# First time fishing NW Florida



## flyfish201 (Nov 24, 2015)

I'm new to this forum and have appreciated insights gained from others' posts. I will be camping at Gulf Shores late March-early April. I will have a 14' canoe with electric motor and 8 wt. rods. Tied some flies based on ideas gained here and on the web. Any suggestions about where to fish, how to fish, etc. in the Pensacola Bay area would be much appreciated. Thanks.


----------



## flydoc (Dec 14, 2012)

Perfect setup for Little Lagoon at nite -- Hit the dock lites either side of the cut southshore. Small white streamers cast outside the lites and stripper thru for reds and big trouts.

Keep movin from lite to lite lookin for surface pops. Use stealth cause they'll spook in the shallow water and ease the anchor down. GL


----------



## Dunt (Aug 14, 2015)

flydoc said:


> Perfect setup for Little Lagoon at nite -- Hit the dock lites either side of the cut southshore. Small white streamers cast outside the lites and stripper thru for reds and big trouts.
> 
> Keep movin from lite to lite lookin for surface pops. Use stealth cause they'll spook in the shallow water and ease the anchor down. GL


Don't cast directly into the light if you are searching for big mommas. They tend to hang outside the "ring" in the dark. Once you've hooked one or two, let that light rest and move on to the next one.


----------



## flyfisher (May 31, 2008)

That's good advice.

Here's some other things to think about. Moving water is almost always an advantage. If you have two lights...one with tide moving and the other without it...take the one with the current.

Also, sometimes you see trout (and reds) cruising under the light and busting bait. Those are easy. However, just because you don't see fish that doesn't mean there's none there. It might just be they are deeper. Slow down your retrieve, go to a sinking fly or to a sink-tip etc. depending on the current so you can fish deeper in the water column.

Don't be afraid to spend a little extra for flouro for your tippet. It can make a difference in heavily fished lights.

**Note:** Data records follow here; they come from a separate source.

PR #3321, opened 2016-11-16
Improve I/O error handling

danpat:
# Issue

This PR is to address #3047.  It adds some basic wrappers around our file I/O which include consistent error handling and useful exception messages on error.

No file formats are changed.

## Tasklist
 - [x] add regression / cucumber cases (see docs/testing.md)
 - [x] review
 - [x] adjust for comments

PR #3383, opened 2016-11-30
FileWriter and some FileReader refactoring

duizendnegen:
# Issue

`FileWriter` counterpart to `FileReader` and one example implementation. 

## Tasklist
 - [x] review
 - [x] adjust for comments

## Requirements / Relations
- https://github.com/Project-OSRM/osrm-backend/pull/3321 replaces all `iostream` with `FileReader` 
- Part of https://github.com/Project-OSRM/osrm-backend/issues/2242, the `File` abstraction

### DIFF
--- a/include/storage/io.hpp
+++ b/include/storage/io.hpp
@@ -8,7 +8,6 @@
 #include <boost/filesystem/fstream.hpp>
 #include <boost/iostreams/seek.hpp>
 
-#include <cerrno>
 #include <cstring>
 #include <tuple>
 #include <type_traits>
@@ -23,7 +22,7 @@ namespace io
 class FileReader
 {
   private:
-    const std::string filename;
+    const boost::filesystem::path filepath;
     boost::filesystem::ifstream input_stream;
 
   public:
@@ -47,16 +46,16 @@ class FileReader
     {
     }
 
-    FileReader(const boost::filesystem::path &filename_, const FingerprintFlag flag)
-        : filename(filename_.string())
+    FileReader(const boost::filesystem::path &filepath_, const FingerprintFlag flag)
+        : filepath(filepath_)
     {
-        input_stream.open(filename_, std::ios::binary);
+        input_stream.open(filepath, std::ios::binary);
         if (!input_stream)
-            throw util::exception("Error opening " + filename + ":" + std::strerror(errno));
+            throw util::exception("Error opening " + filepath.string());
 
         if (flag == VerifyFingerprint && !ReadAndCheckFingerprint())
         {
-            throw util::exception("Fingerprint mismatch in " + filename);
+            throw util::exception("Fingerprint mismatch in " + filepath.string());
         }
     }
 
@@ -77,10 +76,10 @@ class FileReader
         {
             if (result.eof())
             {
-                throw util::exception("Error reading from " + filename +
+                throw util::exception("Error reading from " + filepath.string() +
                                       ": Unexpected end of file");
             }
-            throw util::exception("Error reading from " + filename + ": " + std::strerror(errno));
+            throw util::exception("Error reading from " + filepath.string());
         }
     }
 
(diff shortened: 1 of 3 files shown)


duizendnegen:
I'd be happy to get input as for how tests should be conducted for this specific part of infrastructure - iirc @daniel-j-h mentioned that all Cucumber tests cover the IO layer implicitly anyway, and I couldn't find additional existing unit tests for the `FileReader`.

include/storage/io.hpp
```diff
@@ -144,6 +144,80 @@ class FileReader
...
+	};
+
+
+	FileWriter(const std::string &filename, const FingerprintFlag flag)
+		: FileWriter(boost::filesystem::path(filename), flag)
+	{
+	}
+
+	FileWriter(const boost::filesystem::path &filename_, const FingerprintFlag flag)
+		: filename(filename_.string())
```
daniel-j-h: Why don't we store a boost::fs::path to begin with? :)

include/storage/io.hpp
```diff
@@ -144,6 +144,80 @@ class FileReader
...
+	{
+		output_stream.open(filename_, std::ios::binary);
+		if (!output_stream)
+			throw util::exception("Error opening " + filename + ":" + std::strerror(errno));
```
daniel-j-h: Would it make sense to have separate IO exceptions? (Check the Gist in https://github.com/Project-OSRM/osrm-backend/issues/2242#issuecomment-261223565).

(btw all those commends apply to the FileReader, too cc @ghoshkaj @danpat)

include/storage/io.hpp
```diff
@@ -144,6 +144,80 @@ class FileReader
...
+			"bytewise writing requires trivially copyable type");
+#endif
+
+		if (count == 0)
+			return true;
+
+		const auto &result = output_stream.write(reinterpret_cast<char *>(src), count * sizeof(T));
+		if (!result)
+		{
+			throw util::exception("Error writing to " + filename + ": " + std::strerror(errno));
```
daniel-j-h: Hrm does an error here really set errno?

include/util/io.hpp
```diff
@@ -54,7 +54,8 @@ template <typename simple_type>
 bool serializeVectorIntoAdjacencyArray(const std::string &filename,
                                        const std::vector<std::vector<simple_type>> &data)
 {
-    std::ofstream out_stream(filename, std::ios::binary);
+	storage::io::FileWriter file(filename, storage::io::FileWriter::HasNoFingerprint);
```
daniel-j-h: There's a clang-format script at scripts/format.sh - once your done with changes it would be great to run this.

(if you don't have clang-format we can do this for you before merging, too)

include/storage/io.hpp
duizendnegen: Yea I generally agree, however, I'd suggest opening another issue for that - at the moment `exception` (https://github.com/Project-OSRM/osrm-backend/blob/master/include/util/exception.hpp) is marked `final`, we'd be better of differentiating exceptions across the board in a refactor.

include/storage/io.hpp
duizendnegen: Probably not, will remove.

include/storage/io.hpp
duizendnegen: Sure, will do so across both `FileReader` and `FileWriter`.

duizendnegen:
@daniel-j-h for further review

daniel-j-h:
Travis fails because of variant include path. I think @danpat fixed it yesterday.

Try squashing, rebasing, force pushing.

include/storage/io.hpp
```diff
@@ -170,6 +171,79 @@ class FileReader
...
+#endif
+
+        if (count == 0)
+            return true;
+
+        const auto &result = output_stream.write(reinterpret_cast<char *>(src), count * sizeof(T));
+        if (!result)
+        {
+            throw util::exception("Error writing to " + filepath.string() + ": " +
+                                  std::strerror(errno));
```
daniel-j-h: I still can't find the documentation for o(f)streams setting errno.

daniel-j-h:
cc @danpat @ghoshkaj please check in the context of your IO endeavour and then merge at will.

include/storage/io.hpp
duizendnegen: Yea I dropped it from the `FileWriter` but forgot to remove it from the `FileReader`, will do so.

duizendnegen:
Rebased, squashed, let's do this! 🎉

include/storage/io.hpp
duizendnegen: FYI it does set `errno`, at least, based on the tests it does.

oxidase: @duizendnegen it is an ad-hoc platform-dependent result that may not correspond to a stream method call. 

@daniel-j-h errno shows the thread-local result of the last syscall and without knowing stream internals it can be unrelated and [will not be fixed in gcc](https://gcc.gnu.org/bugzilla/show_bug.cgi?id=71950).

oxidase: @duizendnegen it is an ad-hoc platform-dependent result that may not correspond to a stream method call. 

@daniel-j-h errno shows the thread-local result of the last syscall and without knowing stream internals it can be incorrect and [will not be fixed in gcc](https://gcc.gnu.org/bugzilla/show_bug.cgi?id=71950).

oxidase: @duizendnegen it is an ad-hoc platform-dependent result that may not correspond to a stream method call. 

@daniel-j-h errno shows the thread-local result of the last syscall and without knowing stream internals it can be unrelated and [will not be fixed in gcc](https://gcc.gnu.org/bugzilla/show_bug.cgi?id=71950).

duizendnegen: Thanks for the pointer @oxidase, I updated the PR again to reflect these learnings.

TheMarex:
Looks good to me 👍 merging.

When you know there are fish there but you're not getting strikes, I always go a little smaller (and more sparsely tied) fly. My experience is it's better to go down a size if you're getting refusals.

Hope this helps.


----------



## flyfish201 (Nov 24, 2015)

Thanks gents for the advice. Can anyone suggest similar places closer to Fort Pickens? My Google Earth searches suggest there are piers in that area, but don't know about lights. Any reason to think that long stretch of water from Gulf Breeze (Santa Rosa Sound) and Destin would be good fishing from a canoe?


----------



## flyfish201 (Nov 24, 2015)

Hi Flyfisher, Thanks for sharing so much information. If you would be willing, I have a couple more questions. Can you offer any guidance about fishing between Gulf Breeze and Santa Rosa Sound down towards Destin? We are camping at Fort Pickens, so spots in that area would be most convenient. My search suggested Little Lagoon is perhaps actually in Alabama. Night fishing around lights seems to be popular. Does that apply to most any pier or structure with nearby lights? I fish for stripers here in Maine and current and structure are bywords here as well. Any comments will be much appreciated. Thanks.


----------



## flyfisher (May 31, 2008)

I wish I knew more about that area over there. We're actually in Fairhope, AL so that Destin area is a couple of hours for me. We have fish under the lights here in Mobile Bay and in the rivers that flow into Weeks Bay (Magnolia and Fish). Further east, you can find them at Ono Island and there are lights just west of Grand Lagoon on the IC. PM me and I can help you with ramps.

I can tell you there are trout over near Destin under the lights. I used to travel that area for business. I usually stayed at a place that was on the water (forget the name now) and had a dock with lights. I'd take my 7wt and catch trout at night...sure was more fun than sitting in the room. I hooked a couple that I never stopped. They ran up under the pier and there wasn't much I could do w/o a boat.

Anyway, I don't know those lights over by Destin but I do know there's at least one with fish under it.


----------



## testoner (Oct 18, 2014)

flyfish201 said:


> Hi Flyfisher, Thanks for sharing so much information. If you would be willing, I have a couple more questions. Can you offer any guidance about fishing between Gulf Breeze and Santa Rosa Sound down towards Destin? We are camping at Fort Pickens, so spots in that area would be most convenient. My search suggested Little Lagoon is perhaps actually in Alabama. Night fishing around lights seems to be popular. Does that apply to most any pier or structure with nearby lights? I fish for stripers here in Maine and current and structure are bywords here as well. Any comments will be much appreciated. Thanks.


What are your dates that you will be here? I live in Navarre, in between Fort Walton/Destin and Pensacola. I would be happy to go out with you while you are here on the Santa Rosa Sound.


----------



## flyfish201 (Nov 24, 2015)

We arrive 3/24. Testoner - I sent you a private message.


----------